→ Exercise instructions: Whenever the word "calculation" appears in a line of the listing, copy that line.

→ Task data:
PR #28, opened 2025-04-18
feat(megatron): Align TFLOPs calculation for megatron

Xiaoming-AMD:
Align TFLOPs calculation

### DIFF
--- a/primus/modules/trainer/megatron/trainer.py
+++ b/primus/modules/trainer/megatron/trainer.py
@@ -160,59 +160,214 @@ from primus.modules.trainer.base_trainer import BaseTrainer
 
 from .utils import set_wandb_writer_patch
 
-# The earliest we can measure the start time.
-_TRAIN_START_TIME = time.time()
-
 
 def num_floating_point_operations(args, batch_size):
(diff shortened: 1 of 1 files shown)


primus/modules/trainer/megatron/trainer.py
```diff
@@ -165,6 +164,57 @@
...
+            # MLP.
+            + ((args.ffn_hidden_size / args.hidden_size) * num_experts_routed_to * gated_linear_multiplier)
+            # Shared Experts.
+            + ((shared_expert_ffn_hidden_size / args.hidden_size) * gated_linear_multiplier)
+            # Logit.
+            + (args.padded_vocab_size / (2 * args.num_layers * args.hidden_size))
+        )
+    )
+
+
```
wenxie-amd: 是不是基于megatron最新的那个版本，然后把下面的 /2 去掉就行了？新的版本支持了moe_layer_freq
                    # Only half of the attention matrix is non-zero and needs to be multiplied with V.
                    + (args.seq_length / args.hidden_size / 2)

→ Result below:
feat(megatron): Align TFLOPs calculation for megatron
Align TFLOPs calculation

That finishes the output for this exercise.